Problem
Your reply should be the full listing, copied exactly.

========

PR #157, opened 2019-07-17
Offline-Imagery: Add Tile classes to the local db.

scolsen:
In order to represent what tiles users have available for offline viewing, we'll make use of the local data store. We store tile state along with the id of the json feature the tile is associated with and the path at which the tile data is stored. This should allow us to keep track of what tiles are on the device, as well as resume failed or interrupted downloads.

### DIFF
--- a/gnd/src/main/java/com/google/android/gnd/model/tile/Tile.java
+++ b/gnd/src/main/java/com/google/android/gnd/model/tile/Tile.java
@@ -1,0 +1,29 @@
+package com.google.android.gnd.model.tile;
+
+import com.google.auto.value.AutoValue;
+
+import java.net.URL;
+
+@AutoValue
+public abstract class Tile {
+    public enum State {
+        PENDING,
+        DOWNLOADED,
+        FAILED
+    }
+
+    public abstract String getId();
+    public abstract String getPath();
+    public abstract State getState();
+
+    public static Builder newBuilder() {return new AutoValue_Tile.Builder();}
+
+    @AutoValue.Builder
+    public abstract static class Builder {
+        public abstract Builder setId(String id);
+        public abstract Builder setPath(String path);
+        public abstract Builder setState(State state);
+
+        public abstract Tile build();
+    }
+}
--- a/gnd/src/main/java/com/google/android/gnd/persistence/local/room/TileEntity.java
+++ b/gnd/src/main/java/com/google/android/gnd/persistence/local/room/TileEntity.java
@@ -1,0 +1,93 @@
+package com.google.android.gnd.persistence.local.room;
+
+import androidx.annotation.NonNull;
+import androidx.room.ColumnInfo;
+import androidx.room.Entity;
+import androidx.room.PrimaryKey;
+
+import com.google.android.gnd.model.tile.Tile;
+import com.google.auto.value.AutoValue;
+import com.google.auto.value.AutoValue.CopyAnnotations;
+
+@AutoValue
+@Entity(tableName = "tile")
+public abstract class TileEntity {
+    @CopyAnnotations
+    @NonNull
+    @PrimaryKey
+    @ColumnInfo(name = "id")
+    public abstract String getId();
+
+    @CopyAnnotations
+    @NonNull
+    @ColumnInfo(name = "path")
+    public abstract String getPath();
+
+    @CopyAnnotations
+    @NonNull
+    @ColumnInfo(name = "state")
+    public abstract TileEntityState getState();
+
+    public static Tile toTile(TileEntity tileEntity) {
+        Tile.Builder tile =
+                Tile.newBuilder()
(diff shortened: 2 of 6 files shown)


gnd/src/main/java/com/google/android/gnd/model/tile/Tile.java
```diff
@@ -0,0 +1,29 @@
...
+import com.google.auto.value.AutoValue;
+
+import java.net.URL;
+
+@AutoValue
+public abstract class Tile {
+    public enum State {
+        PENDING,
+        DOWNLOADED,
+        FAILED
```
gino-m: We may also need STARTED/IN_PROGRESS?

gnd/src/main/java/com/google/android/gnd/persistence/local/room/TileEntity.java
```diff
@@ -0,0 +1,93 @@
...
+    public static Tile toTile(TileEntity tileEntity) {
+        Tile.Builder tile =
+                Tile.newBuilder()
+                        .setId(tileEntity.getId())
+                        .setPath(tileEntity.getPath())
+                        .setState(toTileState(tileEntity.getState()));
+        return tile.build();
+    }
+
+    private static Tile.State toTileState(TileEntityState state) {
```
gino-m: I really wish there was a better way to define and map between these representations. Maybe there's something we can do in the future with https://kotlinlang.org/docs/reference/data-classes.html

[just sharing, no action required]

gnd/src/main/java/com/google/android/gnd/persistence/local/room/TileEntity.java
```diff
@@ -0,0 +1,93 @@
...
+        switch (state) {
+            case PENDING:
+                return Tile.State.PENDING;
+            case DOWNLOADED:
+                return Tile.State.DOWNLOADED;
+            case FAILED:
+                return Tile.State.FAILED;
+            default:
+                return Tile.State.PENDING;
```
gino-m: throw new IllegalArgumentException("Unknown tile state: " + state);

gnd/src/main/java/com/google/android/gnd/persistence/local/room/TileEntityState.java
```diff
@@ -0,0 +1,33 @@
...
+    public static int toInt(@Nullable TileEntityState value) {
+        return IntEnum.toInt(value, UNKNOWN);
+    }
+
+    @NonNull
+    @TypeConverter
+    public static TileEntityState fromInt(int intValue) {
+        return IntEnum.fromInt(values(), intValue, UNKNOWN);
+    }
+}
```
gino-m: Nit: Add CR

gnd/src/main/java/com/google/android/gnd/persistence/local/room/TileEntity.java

========

Written reply
PR #157, opened 2019-07-17
Offline-Imagery: Add Tile classes to the local db.

scolsen:
In order to represent what tiles users have available for offline viewing, we'll make use of the local data store. We store tile state along with the id of the json feature the tile is associated with and the path at which the tile data is stored. This should allow us to keep track of what tiles are on the device, as well as resume failed or interrupted downloads.

### DIFF
--- a/gnd/src/main/java/com/google/android/gnd/model/tile/Tile.java
+++ b/gnd/src/main/java/com/google/android/gnd/model/tile/Tile.java
@@ -1,0 +1,29 @@
+package com.google.android.gnd.model.tile;
+
+import com.google.auto.value.AutoValue;
+
+import java.net.URL;
+
+@AutoValue
+public abstract class Tile {
+    public enum State {
+        PENDING,
+        DOWNLOADED,
+        FAILED
+    }
+
+    public abstract String getId();
+    public abstract String getPath();
+    public abstract State getState();
+
+    public static Builder newBuilder() {return new AutoValue_Tile.Builder();}
+
+    @AutoValue.Builder
+    public abstract static class Builder {
+        public abstract Builder setId(String id);
+        public abstract Builder setPath(String path);
+        public abstract Builder setState(State state);
+
+        public abstract Tile build();
+    }
+}
--- a/gnd/src/main/java/com/google/android/gnd/persistence/local/room/TileEntity.java
+++ b/gnd/src/main/java/com/google/android/gnd/persistence/local/room/TileEntity.java
@@ -1,0 +1,93 @@
+package com.google.android.gnd.persistence.local.room;
+
+import androidx.annotation.NonNull;
+import androidx.room.ColumnInfo;
+import androidx.room.Entity;
+import androidx.room.PrimaryKey;
+
+import com.google.android.gnd.model.tile.Tile;
+import com.google.auto.value.AutoValue;
+import com.google.auto.value.AutoValue.CopyAnnotations;
+
+@AutoValue
+@Entity(tableName = "tile")
+public abstract class TileEntity {
+    @CopyAnnotations
+    @NonNull
+    @PrimaryKey
+    @ColumnInfo(name = "id")
+    public abstract String getId();
+
+    @CopyAnnotations
+    @NonNull
+    @ColumnInfo(name = "path")
+    public abstract String getPath();
+
+    @CopyAnnotations
+    @NonNull
+    @ColumnInfo(name = "state")
+    public abstract TileEntityState getState();
+
+    public static Tile toTile(TileEntity tileEntity) {
+        Tile.Builder tile =
+                Tile.newBuilder()
(diff shortened: 2 of 6 files shown)


gnd/src/main/java/com/google/android/gnd/model/tile/Tile.java
```diff
@@ -0,0 +1,29 @@
...
+import com.google.auto.value.AutoValue;
+
+import java.net.URL;
+
+@AutoValue
+public abstract class Tile {
+    public enum State {
+        PENDING,
+        DOWNLOADED,
+        FAILED
```
gino-m: We may also need STARTED/IN_PROGRESS?

gnd/src/main/java/com/google/android/gnd/persistence/local/room/TileEntity.java
```diff
@@ -0,0 +1,93 @@
...
+    public static Tile toTile(TileEntity tileEntity) {
+        Tile.Builder tile =
+                Tile.newBuilder()
+                        .setId(tileEntity.getId())
+                        .setPath(tileEntity.getPath())
+                        .setState(toTileState(tileEntity.getState()));
+        return tile.build();
+    }
+
+    private static Tile.State toTileState(TileEntityState state) {
```
gino-m: I really wish there was a better way to define and map between these representations. Maybe there's something we can do in the future with https://kotlinlang.org/docs/reference/data-classes.html

[just sharing, no action required]

gnd/src/main/java/com/google/android/gnd/persistence/local/room/TileEntity.java
```diff
@@ -0,0 +1,93 @@
...
+        switch (state) {
+            case PENDING:
+                return Tile.State.PENDING;
+            case DOWNLOADED:
+                return Tile.State.DOWNLOADED;
+            case FAILED:
+                return Tile.State.FAILED;
+            default:
+                return Tile.State.PENDING;
```
gino-m: throw new IllegalArgumentException("Unknown tile state: " + state);

gnd/src/main/java/com/google/android/gnd/persistence/local/room/TileEntityState.java
```diff
@@ -0,0 +1,33 @@
...
+    public static int toInt(@Nullable TileEntityState value) {
+        return IntEnum.toInt(value, UNKNOWN);
+    }
+
+    @NonNull
+    @TypeConverter
+    public static TileEntityState fromInt(int intValue) {
+        return IntEnum.fromInt(values(), intValue, UNKNOWN);
+    }
+}
```
gino-m: Nit: Add CR

gnd/src/main/java/com/google/android/gnd/persistence/local/room/TileEntity.java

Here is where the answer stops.